Data shown |

----------

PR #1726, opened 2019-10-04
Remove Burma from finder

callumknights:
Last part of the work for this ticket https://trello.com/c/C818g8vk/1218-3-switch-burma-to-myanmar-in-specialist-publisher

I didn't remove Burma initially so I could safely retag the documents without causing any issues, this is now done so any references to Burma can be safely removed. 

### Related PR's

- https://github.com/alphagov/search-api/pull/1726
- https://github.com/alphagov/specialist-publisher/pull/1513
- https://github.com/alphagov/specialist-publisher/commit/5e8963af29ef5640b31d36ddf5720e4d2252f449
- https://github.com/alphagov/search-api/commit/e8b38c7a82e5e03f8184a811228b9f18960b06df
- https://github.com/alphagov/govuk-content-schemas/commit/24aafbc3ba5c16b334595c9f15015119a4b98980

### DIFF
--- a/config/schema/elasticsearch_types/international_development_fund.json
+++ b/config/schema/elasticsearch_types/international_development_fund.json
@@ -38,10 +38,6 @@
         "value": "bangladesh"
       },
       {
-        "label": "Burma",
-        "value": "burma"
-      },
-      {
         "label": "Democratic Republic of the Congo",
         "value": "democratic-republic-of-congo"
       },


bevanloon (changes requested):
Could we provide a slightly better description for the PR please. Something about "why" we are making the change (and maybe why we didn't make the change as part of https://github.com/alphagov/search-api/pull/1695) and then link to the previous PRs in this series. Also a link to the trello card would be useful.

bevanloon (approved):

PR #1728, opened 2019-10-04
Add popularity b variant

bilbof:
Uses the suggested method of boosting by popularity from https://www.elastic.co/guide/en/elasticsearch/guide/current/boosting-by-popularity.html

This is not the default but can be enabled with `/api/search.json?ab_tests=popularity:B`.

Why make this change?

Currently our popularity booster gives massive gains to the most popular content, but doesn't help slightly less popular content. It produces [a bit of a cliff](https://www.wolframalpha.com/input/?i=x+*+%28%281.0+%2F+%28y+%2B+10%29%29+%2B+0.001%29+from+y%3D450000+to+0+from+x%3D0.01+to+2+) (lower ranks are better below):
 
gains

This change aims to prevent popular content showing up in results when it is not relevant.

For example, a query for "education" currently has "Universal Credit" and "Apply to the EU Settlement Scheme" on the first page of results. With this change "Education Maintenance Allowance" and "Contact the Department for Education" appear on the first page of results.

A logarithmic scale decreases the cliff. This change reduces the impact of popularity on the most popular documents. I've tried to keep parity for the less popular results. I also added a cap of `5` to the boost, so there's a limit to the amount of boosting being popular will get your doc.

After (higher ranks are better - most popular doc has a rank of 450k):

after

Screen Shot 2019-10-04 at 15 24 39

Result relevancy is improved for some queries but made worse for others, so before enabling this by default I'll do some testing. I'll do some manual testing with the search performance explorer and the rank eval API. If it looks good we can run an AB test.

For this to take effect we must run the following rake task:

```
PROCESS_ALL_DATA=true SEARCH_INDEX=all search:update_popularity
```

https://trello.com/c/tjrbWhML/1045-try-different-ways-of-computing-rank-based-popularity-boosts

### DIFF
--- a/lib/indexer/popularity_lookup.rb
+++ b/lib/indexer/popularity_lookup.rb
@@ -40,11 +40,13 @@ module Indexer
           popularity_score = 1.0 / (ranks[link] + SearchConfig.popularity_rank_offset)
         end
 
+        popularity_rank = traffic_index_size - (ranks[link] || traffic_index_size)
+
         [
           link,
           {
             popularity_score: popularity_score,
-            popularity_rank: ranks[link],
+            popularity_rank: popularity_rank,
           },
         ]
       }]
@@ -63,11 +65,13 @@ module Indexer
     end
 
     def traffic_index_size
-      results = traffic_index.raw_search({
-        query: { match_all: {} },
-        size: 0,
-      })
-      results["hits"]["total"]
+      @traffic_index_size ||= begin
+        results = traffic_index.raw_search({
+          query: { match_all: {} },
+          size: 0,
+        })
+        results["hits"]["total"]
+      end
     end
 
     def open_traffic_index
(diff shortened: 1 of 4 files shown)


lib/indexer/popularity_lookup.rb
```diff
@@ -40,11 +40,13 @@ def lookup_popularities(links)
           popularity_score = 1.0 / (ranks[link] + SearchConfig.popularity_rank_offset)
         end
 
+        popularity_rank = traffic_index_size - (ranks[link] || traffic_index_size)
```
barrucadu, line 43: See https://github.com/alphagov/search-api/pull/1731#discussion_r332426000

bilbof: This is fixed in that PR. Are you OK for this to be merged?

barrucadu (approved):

----------

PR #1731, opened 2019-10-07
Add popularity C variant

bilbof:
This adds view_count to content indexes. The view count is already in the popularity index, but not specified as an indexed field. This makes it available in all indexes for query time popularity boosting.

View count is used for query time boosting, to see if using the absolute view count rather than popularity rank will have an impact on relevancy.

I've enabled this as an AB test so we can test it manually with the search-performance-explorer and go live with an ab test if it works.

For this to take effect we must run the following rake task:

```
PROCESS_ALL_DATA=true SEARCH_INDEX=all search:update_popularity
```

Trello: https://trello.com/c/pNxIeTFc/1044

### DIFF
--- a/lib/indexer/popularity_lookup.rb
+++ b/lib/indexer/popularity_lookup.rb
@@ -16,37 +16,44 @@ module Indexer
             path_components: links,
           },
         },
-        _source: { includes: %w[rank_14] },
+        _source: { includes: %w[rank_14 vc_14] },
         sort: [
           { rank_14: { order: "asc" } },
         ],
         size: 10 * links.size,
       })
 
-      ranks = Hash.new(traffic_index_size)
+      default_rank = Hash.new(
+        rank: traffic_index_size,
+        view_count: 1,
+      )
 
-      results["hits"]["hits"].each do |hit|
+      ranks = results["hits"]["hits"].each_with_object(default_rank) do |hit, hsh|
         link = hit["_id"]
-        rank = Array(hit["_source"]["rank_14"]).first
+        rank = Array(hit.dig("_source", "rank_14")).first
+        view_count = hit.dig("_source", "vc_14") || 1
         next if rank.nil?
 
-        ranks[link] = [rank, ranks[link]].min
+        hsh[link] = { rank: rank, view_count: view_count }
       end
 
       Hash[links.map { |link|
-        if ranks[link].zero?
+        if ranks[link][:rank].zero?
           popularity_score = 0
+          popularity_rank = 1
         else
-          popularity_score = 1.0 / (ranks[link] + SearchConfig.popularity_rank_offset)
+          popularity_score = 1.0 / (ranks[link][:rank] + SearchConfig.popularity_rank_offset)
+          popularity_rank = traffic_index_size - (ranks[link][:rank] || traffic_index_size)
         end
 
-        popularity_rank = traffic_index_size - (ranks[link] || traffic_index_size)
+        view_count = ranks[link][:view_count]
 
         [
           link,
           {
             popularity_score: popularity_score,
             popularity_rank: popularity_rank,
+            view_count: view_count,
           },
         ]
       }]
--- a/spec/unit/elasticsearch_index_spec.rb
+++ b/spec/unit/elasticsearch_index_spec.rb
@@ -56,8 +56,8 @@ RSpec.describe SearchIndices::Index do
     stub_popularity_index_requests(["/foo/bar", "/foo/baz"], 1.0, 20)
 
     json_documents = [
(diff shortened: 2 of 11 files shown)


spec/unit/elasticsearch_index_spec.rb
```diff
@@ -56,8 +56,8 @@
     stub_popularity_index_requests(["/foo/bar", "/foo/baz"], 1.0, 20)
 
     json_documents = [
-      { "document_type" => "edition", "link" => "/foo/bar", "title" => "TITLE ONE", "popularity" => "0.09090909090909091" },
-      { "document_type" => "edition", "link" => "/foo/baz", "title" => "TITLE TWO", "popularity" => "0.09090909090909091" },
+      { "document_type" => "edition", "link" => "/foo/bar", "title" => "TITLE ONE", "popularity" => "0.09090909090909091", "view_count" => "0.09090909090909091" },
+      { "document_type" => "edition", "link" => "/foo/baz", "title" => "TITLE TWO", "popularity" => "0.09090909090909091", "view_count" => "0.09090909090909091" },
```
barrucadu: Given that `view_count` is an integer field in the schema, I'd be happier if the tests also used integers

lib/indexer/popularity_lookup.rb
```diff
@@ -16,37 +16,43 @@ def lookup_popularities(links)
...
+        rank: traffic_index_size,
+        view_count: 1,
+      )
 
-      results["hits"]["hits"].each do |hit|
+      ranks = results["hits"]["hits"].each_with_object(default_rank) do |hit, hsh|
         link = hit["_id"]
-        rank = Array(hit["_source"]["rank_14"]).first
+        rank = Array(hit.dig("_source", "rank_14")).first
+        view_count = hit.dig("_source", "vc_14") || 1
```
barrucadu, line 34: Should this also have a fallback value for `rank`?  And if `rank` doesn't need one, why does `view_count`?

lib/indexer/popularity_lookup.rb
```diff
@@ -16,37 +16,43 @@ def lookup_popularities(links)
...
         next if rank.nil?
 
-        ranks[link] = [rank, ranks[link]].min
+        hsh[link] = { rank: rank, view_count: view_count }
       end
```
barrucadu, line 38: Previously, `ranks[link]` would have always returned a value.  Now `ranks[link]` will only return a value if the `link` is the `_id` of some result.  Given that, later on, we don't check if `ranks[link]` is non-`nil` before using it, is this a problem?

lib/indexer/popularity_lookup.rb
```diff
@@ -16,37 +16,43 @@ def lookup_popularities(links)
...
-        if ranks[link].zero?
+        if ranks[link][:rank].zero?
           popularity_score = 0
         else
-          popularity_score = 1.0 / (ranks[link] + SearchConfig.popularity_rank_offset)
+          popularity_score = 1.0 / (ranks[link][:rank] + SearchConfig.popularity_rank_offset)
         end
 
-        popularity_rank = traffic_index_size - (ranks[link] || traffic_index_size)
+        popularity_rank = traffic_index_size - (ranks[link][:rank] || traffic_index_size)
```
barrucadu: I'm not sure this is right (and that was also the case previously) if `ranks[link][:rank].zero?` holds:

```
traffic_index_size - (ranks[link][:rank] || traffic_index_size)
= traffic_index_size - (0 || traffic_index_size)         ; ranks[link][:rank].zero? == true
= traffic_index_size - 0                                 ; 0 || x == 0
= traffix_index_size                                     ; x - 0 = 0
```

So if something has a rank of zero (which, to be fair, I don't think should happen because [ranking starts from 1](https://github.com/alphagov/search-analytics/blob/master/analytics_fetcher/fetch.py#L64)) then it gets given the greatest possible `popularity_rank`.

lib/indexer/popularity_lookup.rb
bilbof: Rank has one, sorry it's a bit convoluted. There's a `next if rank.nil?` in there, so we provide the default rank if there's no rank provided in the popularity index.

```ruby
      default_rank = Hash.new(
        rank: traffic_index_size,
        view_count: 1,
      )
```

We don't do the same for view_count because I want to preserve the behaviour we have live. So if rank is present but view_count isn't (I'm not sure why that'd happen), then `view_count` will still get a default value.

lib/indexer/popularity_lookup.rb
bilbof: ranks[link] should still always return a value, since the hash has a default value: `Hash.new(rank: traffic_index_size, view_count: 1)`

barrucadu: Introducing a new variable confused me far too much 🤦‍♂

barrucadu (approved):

----------

Problem details | Where a line in the records above contains the string "publisher", copy that line.

Response |
Last part of the work for this ticket https://trello.com/c/C818g8vk/1218-3-switch-burma-to-myanmar-in-specialist-publisher
- https://github.com/alphagov/specialist-publisher/pull/1513
- https://github.com/alphagov/specialist-publisher/commit/5e8963af29ef5640b31d36ddf5720e4d2252f449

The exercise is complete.